Near the end of this notebook, in the section heading ‘Test’, we have this line:

f = Model([inp_story, inp_q], match)
shortly thereafter, we call predict


This is somewhat interesting – how can we predict on a model that hasn’t been fit?

Looking at the model f, I noticed that the fitted weights are the same as the fitted weights in the answer model. Cleary we are sharing weights. But how / where / when was this sharing specified? It seems too magical. Thanks.

The functional API lets you share weights like that by calling the same layer more than once.

@mattobrien415 in Keras model can be seen as a wrapper around layers (in fact, models themselves are layers). As a result, what matters are the actual layers, not the model itself.

When building the earlier model “asnwer”, from layer inp_story/inp_q to layer match were all connected. The new model “f” is simply reusing the existing information, i.e. all the layers, tensors, connections etc. Also because the previous model “answer” was trained with all these layers (and more), the weights in those layers already exist. The new model “f” is simply a wrapper around the existing layers, thus with all weights retained.

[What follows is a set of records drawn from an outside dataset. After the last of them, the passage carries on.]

PR #1717, opened 2025-03-26
Adds an X509 Certificate Provider to support Workload Identity Federation

andyrzhao:
This X509 Certificate Provider will be used to support both a new cert-based Auth flow for Workload Identity Federation as will as enable X509 bound mTLS transport in the Java GAX library. This is the first step for bringing Java SDK to feature-parity with Golang and Python SDKs in terms of WIF support.


lqiu96:
I think this may be failing the CLA check as it has my non-google email as part of the commit. Could you raise this PR from the X509 branch inside this repo instead of Alex's fork?

PR #1719, opened 2025-03-27
feat: Adds an X509 Certificate Provider to support Workload Identity Federation. (#1624)

andyrzhao:
This X509 Certificate Provider will be used to support both a new cert-based Auth flow for Workload Identity Federation as will as enable X509 bound mTLS transport in the Java GAX library. This is the first step for bringing Java SDK to feature-parity with Golang and Python SDKs in terms of WIF support.


lsirac:
@nbayati is working on this and will have a PR up shortly. Thanks Andy.

PR #1728, opened 2025-04-01
fix: Do not add padding in Client-Side CAB tokens.

huangjiahua:
There are early adopters reporting that the padding at the end of the Client-Side CAB tokens can break some use cases including using URL-encoded token in URL. While we have other solutions to resolve this issue, we think it's better to remove the padding in the client library to stay consistent with other types of tokens.

### DIFF
--- a/cab-token-generator/java/com/google/auth/credentialaccessboundary/ClientSideCredentialAccessBoundaryFactory.java
+++ b/cab-token-generator/java/com/google/auth/credentialaccessboundary/ClientSideCredentialAccessBoundaryFactory.java
@@ -207,9 +207,12 @@ public class ClientSideCredentialAccessBoundaryFactory {
     byte[] encryptedRestrictions = this.encryptRestrictions(rawRestrictions, sessionKey);
 
     // withoutPadding() is used to stay consistent with server-side CAB
-    // withoutPadding() avoids additional URL encoded token issues (i.e. extra equal signs `=` in the path)
+    // withoutPadding() avoids additional URL encoded token issues (i.e. extra equal signs `=` in
+    // the path)
     String tokenValue =
-        intermediateToken + "." + Base64.getUrlEncoder().withoutPadding().encodeToString(encryptedRestrictions);
+        intermediateToken
+            + "."
+            + Base64.getUrlEncoder().withoutPadding().encodeToString(encryptedRestrictions);
 
     return new AccessToken(tokenValue, intermediateTokenExpirationTime);
   }
--- a/cab-token-generator/java/com/google/auth/credentialaccessboundary/ClientSideCredentialAccessBoundaryFactory.java
+++ b/cab-token-generator/java/com/google/auth/credentialaccessboundary/ClientSideCredentialAccessBoundaryFactory.java
@@ -206,6 +206,8 @@ public class ClientSideCredentialAccessBoundaryFactory {
 
     byte[] encryptedRestrictions = this.encryptRestrictions(rawRestrictions, sessionKey);
 
+    // withoutPadding() is used to stay consistent with server-side CAB
+    // withoutPadding() avoids additional URL encoded token issues (i.e. extra equal signs `=` in the path)
     String tokenValue =
         intermediateToken + "." + Base64.getUrlEncoder().withoutPadding().encodeToString(encryptedRestrictions);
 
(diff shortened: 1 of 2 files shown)


cab-token-generator/java/com/google/auth/credentialaccessboundary/ClientSideCredentialAccessBoundaryFactory.java
```diff
@@ -207,7 +207,7 @@ public AccessToken generateToken(CredentialAccessBoundary accessBoundary)
     byte[] encryptedRestrictions = this.encryptRestrictions(rawRestrictions, sessionKey);
 
     String tokenValue =
-        intermediateToken + "." + Base64.getUrlEncoder().encodeToString(encryptedRestrictions);
+        intermediateToken + "." + Base64.getUrlEncoder().withoutPadding().encodeToString(encryptedRestrictions);
```
nbayati, line 210: Can you please update the relevant unit tests to reflect this change, and add a comment here explaining why we're using `withoutPadding()`.

huangjiahua: Added tests.

nbayati: Thanks! Can you also add a comment here documenting why there shouldn't be any padding?

huangjiahua: Added.

lqiu96: nit: Can you add a bit more to explain the `why`? Is there a specific behavior/requirement from server-side CAB that needs `withoutPadding` or just something that was always done? If not, can this comment be added like `withoutPadding() avoids URL encoded token issues (i.e. `=` in the path)`, etc.

cab-token-generator/javatests/com/google/auth/credentialaccessboundary/ClientSideCredentialAccessBoundaryFactoryTest.java
```diff
@@ -745,6 +745,9 @@ public void generateToken_withAvailablityCondition_success() throws Exception {
     CabToken cabToken = parseCabToken(token);
     assertEquals("accessToken", cabToken.intermediateToken);
 
+    // Verifies the encrypted restriction has no padding
+    assertFalse(cabToken.encryptedRestriction.contains(String.valueOf("=")));
```
lqiu96, line 749: qq, does the Base64.Encoder keep the `=` by default? I was assuming that it was keeping something like additional spaces at the end. Would the test case make more sense to ensure that the token value doesn't end with spaces? If so, do you have an example/ mock token that runs into these padding issues?

huangjiahua: `=` is used to [pad the base64 encoding output](https://en.wikipedia.org/wiki/Base64#Output_padding) if the input length in bytes is not a multiple of 3. This is the default behavior for Base64.Encoder if `withoutPadding` is not used. The base64 encoded restriction of this test case includes the padding at the end.

cab-token-generator/java/com/google/auth/credentialaccessboundary/ClientSideCredentialAccessBoundaryFactory.java
huangjiahua: Done.

cab-token-generator/javatests/com/google/auth/credentialaccessboundary/ClientSideCredentialAccessBoundaryFactoryTest.java
lqiu96: Gotcha, thanks! Can you just add a small comment above in the test to explain that padding adds `=` for values not in multiple of 3 (just for future maintainers who don't know this/ aren't familiar with padding)

lqiu96 (approved):
LGTM, thanks!

cab-token-generator/javatests/com/google/auth/credentialaccessboundary/ClientSideCredentialAccessBoundaryFactoryTest.java
huangjiahua: Added.

lqiu96:
@zhumin8 Could you also take a look and approve?

lqiu96:
@huangjiahua FYI, I think we have a lint issue. Can you run with mvn format?

zhumin8 (approved):

nbayati (approved):

PR #1730, opened 2025-04-07
feat(mtls): Introduce DefaultMtlsProviderFactory and SecureConnectProvider

andyrzhao:
This PR allows the Java auth lib to provide either an X509 mTLS provider or SecureConnect mTLS provider based on availability and under a common "MtlsProvider" interface. The Java GAX lib will be refactored to use this factory and interface in a subsequent PR.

If you look back in lesson 9, this is exactly how in Imagenet style transfer exercise, we reused the VGG model by building a new model using VGG’s style/feature layers as output, while keeping all weights trained by VGG.


Thanks. I’ve been starting to get the feeling for this happening intuitively. Network architecture is pretty interesting stuff.

So what would be the difference between these two architectures? If any?